As wetlands disappeared, it became apparent that they had been performing important functions. They provide habitat for waterfowl and other wildlife, store water to prevent flooding, and recharge groundwater supplies. Filling wetlands with trash, which had been a common practice at the time, turned out to be a bad idea because it resulted in water pollution and unstable building sites on top of the dumps. Slowly people came to see wetlands as an amenity, rather than as “just a swamp.” Between the 1970s and the 1990s, governments began to protect wetlands.
Minnetonka was spared much of the wetland destruction that went on in the heavily agricultural areas and the central cities. Our wetlands were able to hang on until we could really appreciate them! Now they are a major component of the open space in the city.
- What is a wetland?
- Wetlands are shallow depressions, not deeper than six and a half feet, which generally lie in the lowest part of the surrounding landscape. There are eight different types of wetlands in the state, which generally have three things in common. They have vegetation that is adapted to growing in wet environments, like rushes, sedges, wildflowers, and certain trees and shrubs. They have hydric soils or those soils that are normally saturated or wet. They have water at or near the soil surface.
- Could one of these be on your property?
- Some wetlands look like grassy, wild areas, wet in the spring that are dry in summer, while others may be a woodland forest where the soil feels a little soft or spongy when you walk on it. Wetlands can also have areas of open water with a fringe of wetland vegetation like cattails and rushes. The following photos illustrate some examples of wetlands.
- Photos courtesy of Applied Ecological Services Inc.
- Should you care about wetlands?
When you think of a wetland you may think of a swampy, mucky, mosquito-filled, wet area. Although some of these characteristics may be true, wetlands are much more then that. Wetlands provide us with many benefits. They are a valuable part of our landscape. If you have a wetland on your property you will want to be aware of it so you can offer it the protection it deserves. After all, wetlands protect us.

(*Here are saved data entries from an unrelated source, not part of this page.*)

PR #3366, opened 2024-08-05
feat(FN-2739): display report frequency

RLavender98:
## Introduction :pencil2:
We want users to see which reports are quarterly and which are monthly

- Update the table headers on the bank reports page to refer to the end of the reporting period
- Add frequency column to the bank reports table and display `Monthly` or `Quarterly` depending on the report period on the utilisation report

## Screenshots 📷 :
With feature flag on:
Screenshot 2024-08-05 at 16 47 28
With feature flag off:
Screenshot 2024-08-05 at 16 49 13


JoshBinns2000 (commented):
Nice job - mainly wondering if we can rename the `UtilisationReportingFrequency` to `UtilisationReportReportingFrequency` to match our other constants/types

trade-finance-manager-ui/server/controllers/utilisation-reports/index.test.ts
```diff
@@ -88,7 +88,6 @@ describe('controllers/utilisation-reports', () => {
       await getUtilisationReports(req, res);
 
       // Assert
-      expect(isTfmPaymentReconciliationFeatureFlagEnabledSpy).toHaveBeenCalledTimes(1);
```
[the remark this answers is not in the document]
RLavender98: It actually gets called twice now but that feels like more of an implementation detail rather than something we explicitly want to assert happens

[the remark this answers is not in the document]
JoshBinns2000: I thought that would be why - just wanted to confirm!

trade-finance-manager-ui/server/types/view-models/utilisation-reports-view-model.ts
```diff
@@ -2,7 +2,10 @@ import { IsoMonthStamp } from '@ukef/dtfs2-common';
 import { BaseViewModel } from './base-view-model';
 import { UtilisationReportReconciliationSummaryItem } from '../utilisation-reports';
 
+export type UtilisationReportingFrequency = 'Monthly' | 'Quarterly';
```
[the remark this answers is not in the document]
RLavender98: This is currently constrained to just the one page and just as a display value, but if we were ever to say want to return this from central api or use in more places then I would agree we should move into libs/common and use the constant/type pair linked with a function that maps to display value, but I'm not sure I see the value in doing that for something used just in the small way it currently is?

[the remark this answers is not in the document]
RLavender98: I have renamed it to `UtilisationReportDisplayFrequency`, I could name it `UtilisationReportDisplayReportingFrequency` but that felt slightly harder to read to me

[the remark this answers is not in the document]
JoshBinns2000: >but I'm not sure I see the value in doing that for something used just in the small way it currently is

I agree with this. Thanks for the name change as well and I agree that `UtilisationReportDisplayFrequency` is clear enough

JoshBinns2000 (approved):
LGTM

trade-finance-manager-ui/component-tests/utilisation-reports/utilisation-reports.component-test.js
```diff
@@ -24,7 +22,14 @@ describe(page, () => {
   });
 
   const getWrapper = async () => {
-    const reportPeriodSummaries = await getReportReconciliationSummariesViewModel(MOCK_UTILISATION_REPORT_RECONCILIATION_SUMMARY, 'user-token');
+    const reportPeriodSummaries = [
```
JoshBinns2000, line 25: Could we update this function to no longer be `async`? We should then be able to remove all the `await`s below as well :)

JoshBinns2000 (commented):
Really nice test updates! Just one comment around one `async` function which I think doesn't need to be `async`.

I'll leave this up to you, but we could also take this as a chance to update those files to typescript

trade-finance-manager-ui/server/controllers/utilisation-reports/index.test.ts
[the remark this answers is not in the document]
ttbarnes: Sorry, just stumbled across this - I don't understand why we would _not_ want to test this?

I think it should remain as is because with removing it - the flag could then be removed/disabled in the controller and the test would still pass.

If it's getting called twice, it sounds like the mock/spy needs to be reset or setup inbetween tests

trade-finance-manager-ui/server/types/view-models/utilisation-reports-view-model.ts
```diff
@@ -2,7 +2,10 @@ import { IsoMonthStamp } from '@ukef/dtfs2-common';
 import { BaseViewModel } from './base-view-model';
 import { UtilisationReportReconciliationSummaryItem } from '../utilisation-reports';
 
+export type UtilisationReportDisplayFrequency = 'Monthly' | 'Quarterly';
```
abhi-markan, line 5: Can this please be constants?

trade-finance-manager-ui/server/controllers/utilisation-reports/helpers/reconciliation-summary-helper.ts
```diff
@@ -42,19 +55,39 @@ export const getDueDateText = (reportDueDate: Date) => {
...
 
+const getReportPeriodHeadingWithPeriodEnd = (submissionMonth: IsoMonthStamp, reportPeriods: ReportPeriod[]) => {
+  const isCurrentSubmissionMonth = isSameMonth(new Date(submissionMonth), new Date());
+
+  const formattedReportPeriodEnd = format(getDateFromMonthAndYear(reportPeriods[0].end), 'MMMM yyyy');
+
+  return `${isCurrentSubmissionMonth ? 'Current' : 'Open reports'} reporting period end: ${formattedReportPeriodEnd}`;
+};
+
+export const getReportPeriodHeading = (submissionMonth: IsoMonthStamp, reportPeriods: ReportPeriod[]) => {
```
abhi-markan, line 74: Missing docstring.

trade-finance-manager-ui/server/controllers/utilisation-reports/helpers/reconciliation-summary-helper.ts
```diff
@@ -42,19 +55,39 @@ export const getDueDateText = (reportDueDate: Date) => {
...
 
   return `${isCurrentSubmissionMonth ? 'Current reporting period' : 'Open reports'}: ${formattedReportPeriods}`;
 };
 
+const getReportPeriodHeadingWithPeriodEnd = (submissionMonth: IsoMonthStamp, reportPeriods: ReportPeriod[]) => {
+  const isCurrentSubmissionMonth = isSameMonth(new Date(submissionMonth), new Date());
+
+  const formattedReportPeriodEnd = format(getDateFromMonthAndYear(reportPeriods[0].end), 'MMMM yyyy');
+
+  return `${isCurrentSubmissionMonth ? 'Current' : 'Open reports'} reporting period end: ${formattedReportPeriodEnd}`;
```
abhi-markan, line 71: Not sure if the constants already exists for these?

trade-finance-manager-ui/server/controllers/utilisation-reports/helpers/reconciliation-summary-helper.ts
```diff
@@ -12,11 +20,16 @@ export const reconciliationStatusCodeToDisplayStatus: Record<UtilisationReportRe
   RECONCILIATION_COMPLETED: 'Report completed',
 };
 
+const getUtilisationReportDisplayFrequency = (reportPeriod: ReportPeriod): UtilisationReportDisplayFrequency => {
```
abhi-markan, line 23: Functions missing docstring, all the functions should always have a docstring please.

abhi-markan (changes requested):

trade-finance-manager-ui/server/controllers/utilisation-reports/index.test.ts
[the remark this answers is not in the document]
RLavender98: The clean up is working correctly, the logic has been changed in the controller so we do genuinely call the helper twice (through two separate helper methods used by the page).

> the flag could then be removed/disabled in the controller and the test would still pass.

That is actually why we don't need this assertion, if the check gets removed and the assertion below still passes, then the behaviour is still the desired behaviour, since the assertion below this one is testing the outcome we want. This way the test is actually more resilient and if implementation details change but not desired behaviour, then the test doesn't need updating.

trade-finance-manager-ui/server/controllers/utilisation-reports/helpers/reconciliation-summary-helper.ts
RLavender98: No, I don't believe so

trade-finance-manager-ui/server/controllers/utilisation-reports/index.test.ts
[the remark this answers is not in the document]
ttbarnes: Thanks @RLavender98 I can see that we're testing the correct template is rendered which is great - can we add a test to make sure that `isTfmPaymentReconciliationFeatureFlagEnabled` is called please?

I appreciate the end result is tested, but something is being called and currently this is not tested. I think this should be tested so that we know the correct `dtfs2-common` feature flag is being called.

Otherwise, if the flag changes in this controller, it could return an incorrect result in the real world; Additionally the test will still pass regardless of which feature flag it's calling.

trade-finance-manager-ui/component-tests/utilisation-reports/utilisation-reports.component-test.js
RLavender98: Ah nice catch!

trade-finance-manager-ui/server/controllers/utilisation-reports/index.test.ts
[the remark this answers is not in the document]
RLavender98: Fair enough, I'll add it then.

JoshBinns2000 (approved):
LGTM

trade-finance-manager-ui/server/controllers/utilisation-reports/helpers/reconciliation-summary-helper.ts
abhi-markan: Can they please be created and used to keep it DRY. Thanks

abhi-markan (changes requested):

trade-finance-manager-ui/server/controllers/utilisation-reports/helpers/reconciliation-summary-helper.ts
RLavender98: I'm a little uncertain what a good name for this would be. It's only used and expected to be used in this one place, what do you think of this?
```
export const BANK_REPORTS_FOR_PERIOD_TABLE_HEADER_PREFIX = {
  CURRENT_REPORTING_PERIOD: 'Current',
  NOT_CURRENT_REPORTING_PERIOD: 'Open reports',
} as const;
```
So then it would become:
`${isCurrentSubmissionMonth ? BANK_REPORTS_FOR_PERIOD_TABLE_HEADER_PREFIX.CURRENT_REPORTING_PERIOD : BANK_REPORTS_FOR_PERIOD_TABLE_HEADER_PREFIX.NOT_CURRENT_REPORTING_PERIOD}`

ttbarnes (commented):
Can we add some E2E tests?

trade-finance-manager-ui/server/controllers/utilisation-reports/helpers/reconciliation-summary-helper.ts
abhi-markan: Hey @RLavender98 above snippet looks good thank you.

trade-finance-manager-ui/server/controllers/utilisation-reports/helpers/reconciliation-summary-helper.ts
```diff
@@ -36,25 +67,78 @@ const getDistinctReportPeriodsByStartMonth = (reportPeriods: ReportPeriod[]): Re
...
+ * @param submissionMonth - The submission month
+ * @param reportPeriods - List of report periods
+ * @returns Report period heading with the report periods listed
+ */
+const getReportPeriodHeadingWithAllPeriods = (submissionMonth: IsoMonthStamp, reportPeriods: ReportPeriod[]) => {
   const isCurrentSubmissionMonth = isSameMonth(new Date(submissionMonth), new Date());
 
   const formattedReportPeriods = reportPeriods.map((reportPeriod) => getFormattedReportPeriodWithShortMonth(reportPeriod, true)).join(' and ');
 
   return `${isCurrentSubmissionMonth ? 'Current reporting period' : 'Open reports'}: ${formattedReportPeriods}`;
```
abhi-markan, line 92: @RLavender98 could you also please update this, appreciate this is not in your PR. Thanks

abhi-markan (changes requested):

trade-finance-manager-ui/server/controllers/utilisation-reports/helpers/reconciliation-summary-helper.ts
RLavender98: Ahh I see, these are subtly different to other prefixes, I will see if I can find a commonisation.

RLavender98: I've made an attempt to commonise. It feels a little over-engineered to me but I'm not sure how else to do with constants whilst avoiding repetition of substrings. Let me know what you think!

abhi-markan (approved):
LGTM 👍🏼

trade-finance-manager-ui/server/constants/utilisation-report-display-frequency.ts
```diff
@@ -0,0 +1,4 @@
+export const UTILISATION_REPORT_DISPLAY_FREQUENCY = {
+  QUARTERLY: 'Quarterly',
+  MONTHLY: 'Monthly',
+} as const;
```
ttbarnes, line 4: Not a blocker - we should create DRY shared `FEE_FREQUENCY` constants, just searching the codebase I can see 5x different instances of `QUARTERLY: 'Quarterly'`.

`FEE_FREQUENCY` in ACBS functions seems to be the most comprehensive, I think this should be extracted into shared constants, not sure if we have such a shared package in place yet @abhi-markan

ttbarnes (approved):

trade-finance-manager-ui/server/constants/utilisation-report-display-frequency.ts
RLavender98: Interesting I had not seen fee frequency as a thing. I think here we do want a separate constant however because this is a report frequency not a fee frequency so only overlaps by chance rather than intent and they have separate business meanings I imagine as they allow different ranges of frequency. Generally not a good idea to link things that only relate coincidentally as it makes it harder to maintain down the line, even though it does look more DRY at a glance.

ttbarnes: @RLavender98 I was thinking we could have generic `FREQUENCY` constants, as regardless of where such frequencies are used, they are all simply frequencies of a year.

E.g from ACBS (just renamed the const here):

```ts
const FREQUENCY = {
  WEEKLY: 'Weekly',
  BI_WEEKLY: 'Bi-Weekly',
  MONTHLY: 'Monthly',
  BI_MONTHLY: 'Bi-Monthly',
  QUARTERLY: 'Quarterly',
  SEMI_ANNUALLY: 'Semi-annually',
  ANNUALLY: 'Annually',
  BI_ANNUALLY: 'Bi-annually',
};
```

Such frequencies should be aligned throughout all products, e.g it's not wise to have 1x service saying "Bi weekly", but another says "Bi-weekly", it should be standardised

Wetlands protect our drinking water by filtering nutrients and pollutants before they seep into the groundwater. They protect our ability to swim in lakes and canoe the Minnehaha Creek because they filter contaminants and help absorb excess nutrients that are responsible for algae blooms. They protect our homes and businesses from flooding by acting like a sponge and absorbing excess amounts of water during spring snow melt and heavy rains. They allow us to experience wildlife right in our own back yard or neighborhood by providing the habitat for amphibians, reptiles, ducks and other migratory bird life. Wetlands also offer us a place to experience peace and quiet in this fast paced world we live in.
- How do I know where the wetland boundary is?
- It is important to know where the wetland boundary is in order to minimize any disturbance to these valuable resources. Remember that the wetland boundary doesn’t end where the surface water does. The boundary extends beyond this point. In addition, wetlands may include seeps or swales that project into the surrounding land. It also is possible for a wetland boundary to change over the years. In order to define a wetland boundary, the wetland must be delineated by a professional consulting firm that will use the plants, soils, and hydrology present to make a determination.
- What are we doing to protect our wetlands?
Wetlands are protected by the federal Clean Water Act, the state Wetland Conservation Act, by local watershed districts, and by city ordinance. The city enacted its first wetland ordinance in 1974 and it has been updated several times to continue to provide wetland protection. One of the most recent updates requires wetland buffers on all new developments.
Detailed information about the city’s wetlands, creeks, ponds, and lakes is contained in the City’s Water Resources Management Plan. This tool assists staff in identifying our higher quality wetlands so that they can be further protected and potentially restored. Almost 500 wetlands have been numbered, categorized, and zoned as wetlands. However, there likely are several smaller ones that have not been identified yet. The city also incorporates innovative storm water techniques like bioretention and infiltration basins to manage storm water. These techniques filter sediment and pollutants, and absorb storm water, which minimizes impacts to wetlands.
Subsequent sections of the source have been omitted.